Let's say I have a simple 4x4 matrix which describes a set of clusters. If $A_{ij}=0$ then node $i$ and node $j$ are in the same cluster. For example: $$ A = \left(\begin{array}{cccc} 0 & 0 & 0 & 1\\ 0 & 0 & 0 & 1\\ 0 & 0 & 0 & 1\\ 1 & 1 & 1 & 0 \end{array}\right) $$
would imply that nodes $1$, $2$, and $3$ are in a cluster together and node $4$ is in a cluster by itself.
Now lets say there is a slight mistake in the matrix where:
$$ A = \left(\begin{array}{cccc} 0 & 0 & 1 & 1\\ 0 & 0 & 0 & 1\\ 0 & 0 & 0 & 1\\ 1 & 1 & 1 & 0 \end{array}\right) $$
Now we have that node $1$ and $2$ should be in the same cluster, node $2$ and $3$ should be in the same cluster, but not node $1$ and $3$.
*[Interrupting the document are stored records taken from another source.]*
PR #2280, opened 2025-05-11
Small improvements to the Norwegian translations

turtlegarden:
This pull request improves the Norwegian translations (especially Nynorsk) slightly, and shifts to the preferred[^1] _et al._ translation in Norwegian.

[^1]: Although _et al._ can be used, it is most often an Anglicism, and native Norwegian abbreviations are better, especially in Nynorsk.

### DIFF
--- a/languages/nb/messages.ftl
+++ b/languages/nb/messages.ftl
@@ -10,6 +10,6 @@ book-chapter-title = Kapittel { $number }
 
 hello = Hei <em>{ $name }</em>!
 
-tableofcontents-not-generated = Kjør SILE om igjen slik at innholdsfortegnelsen blir behandlet!
+tableofcontents-not-generated = Kjør SILE om igjen for å behandle innholdsfortegnelsen!
 
 tableofcontents-title = Innhold
--- a/languages/nb/messages.ftl
+++ b/languages/nb/messages.ftl
@@ -2,7 +2,7 @@ bibliography-and = og
 
 bibliography-edited-by = Redigert av { $name }
 
-bibliography-et-al = <language main="la">et al</language>.
+bibliography-et-al = mfl.
 
 bibliography-translated-by = Oversatt av { $name }
 
--- a/languages/nn/messages.ftl
+++ b/languages/nn/messages.ftl
@@ -10,6 +10,6 @@ book-chapter-title = Kapittel { $number }
 
 hello = Hei <em>{ $name }</em>!
 
-tableofcontents-not-generated = Køyr SILE om igjen slik at innhaldslista vert behandla!
+tableofcontents-not-generated = Køyr SILE om igjen for å behandle innhaldslista!
 
 tableofcontents-title = Innhald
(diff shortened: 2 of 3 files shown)


alerque (dismissed):

alerque (commented):
Thanks for taking the time to contribute!

I suspect the `no` locale could also use a similar update, at least to the `bibliography-et-all` message. Are you is a position to comment on or implement that too?

If not we can proceed without it.

Omikhleia:
> Are you is a position to comment on or implement that too?

As an aside note, checking the "standard" CSL locales may help, e.g. "Oversatt av" is indeed used there too for ["nb"](https://github.com/citation-style-language/locales/blob/e27762505af6bfeedb68e0fb02c444b5f310b4e2/locales-nb-NO.xml#L565) vs. "Omsett av" for ["nn"](https://github.com/citation-style-language/locales/blob/e27762505af6bfeedb68e0fb02c444b5f310b4e2/locales-nn-NO.xml#L565) -- So the suggested change here is in line with the expectation.

(I don't know if/when SILE will eventually remove the legacy bibliography implementation, and hence also remove those no longer needed keys from the fluent i18n files)

Omikhleia:
N.B. Likewise, CSL locales indeed have "mfl." for the "et-al" term (for both ["nb"](https://github.com/citation-style-language/locales/blob/e27762505af6bfeedb68e0fb02c444b5f310b4e2/locales-nb-NO.xml#L80) and ["nn"](https://github.com/citation-style-language/locales/blob/e27762505af6bfeedb68e0fb02c444b5f310b4e2/locales-nn-NO.xml#L80))

Omikhleia:
However, "Redigert av" in our "no" file seems wrong for the translator, no? But I don't remember what the default interpretation of "generic" Norwegian" should be (and CSL here only had nb-NO and nn-NO, so it doesn't help). Unless mistaken, the generic "no" might be assumed to be equivalent to "nb" (Bokmål), so should have the same changes -- but surely it would be preferable to have it checked by someone more knowledgeable!

turtlegarden:
Oh, you're right— I'll fi that!

turtlegarden:
Also updated the “regenerate contents” message because it seemed a tad unnatural and did not convey the message properly.

alerque:
I have refactored the commits a bit to use the proper commit messages (so they turn up in our automatically generated release notes) and also to *actually* just alias no→nb messages.

Unfortunately since you opened this PR from your fork's *master* branch instead of a branch dedicated to this PR I can't push those modified commits here and mere. I'll merge locally and you'll be credited with your name on the actual commits, but this PR won't show as merged. Next time make a new branch for each PR you submit and that won't be an issue. Not a big deal, just a workflow nicety.

alerque:
Merged at 39ecffef8.

turtlegarden:
Thank you! Apologies for all the noise and inconvenience, I'm not very used to GitHub.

In the first case, I would just compare equivalency of the rows, but in the latter, now I need something a bit smarter. Any simple solutions in MatLab to make sure that nodes $1$, $2$, and $3$ all make it in the same cluster?
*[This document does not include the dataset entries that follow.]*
PR #2281, opened 2025-05-17
Overhaul frames

alerque:
Sanitize the frame type like other things we're passing around, keep track of them attached to modules via a registry, etc.


alerque:
Hmmm, where exactly *was* I in this?

image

The zero entries of given matrix $A$ form (we assume) a symmetric relation, but not necessarily reflexive or transitive one. Those three properties are required of an equivalence relation, or what amounts to the same thing, a partition of the nodes (a family of disjoint subsets whose union is all of those nodes, which you called *clusters^).
A natural approach would be to set additional nodes of $A$ to zero in order to achieve the reflexive and transitive properties without losing the symmetric property. The reflexive property, that every individual node is related to itself, is easily imposed. Set all the diagonal entries of $A$ to zero. (Clearly this does not change the symmetric character of $A$, and we shall assume hereafter that it has already been done.)
That leaves us with just the problem of imposing the transitive property. This can usually be done in more than one way, such as the trivial approach of setting all entries of $A$ to zero. The (unique) solution which sets the fewest additional entries of $A$ is called the transitive closure, and this may well be the "something a bit smarter" that you want.
Computationally an easy way to do this is by matrix multiplication, which accords well with your desire to do a Matlab implementation. First take the complement of each entry in $A$, mapping one entries to zeros and zero entries to ones. We will call this matrix $B$.
Now we perform repeated multiplications of $B$, together with setting any nonzero entries that appear to one. That is one matrix multiplication per step, followed by truncating the entries:
$$ B_1 = B\, ; B_{k+1} = f(B \times B_k) $$
where $f$ is the operation of setting nonzero entries to $1$.
$B_k$ is the identity matrix plus the adjacency matrix of a simple graph, namely the graph whose edges connect a pair of distinct nodes which can be reached in $k$ or fewer steps using the original relation between nodes.
The sequence of matrices $B_k$ eventually stabilizes, and actually $B_n = B_{n-1}$ where $n$ is the matrix size. So we check when computing the next matrix to see if any additional nonzero entries have been introduced, and we stop whenever there are no new $1$ entries.
It will likely be expeditious to take steps by squaring $B_{2k} = f(B_k^2)$ the matrices. The termination criterion then becomes $B_{2k} = B_k$. This still requires only one matrix multiplication per step, and typically only logarithmically as many steps. So the computational cost is reduced.
Finally one complements the converged matrix $B_k$ by turning $1$ entries to zeros and $0$ entries to ones, and that gives us the "corrected" matrix $A$ you want.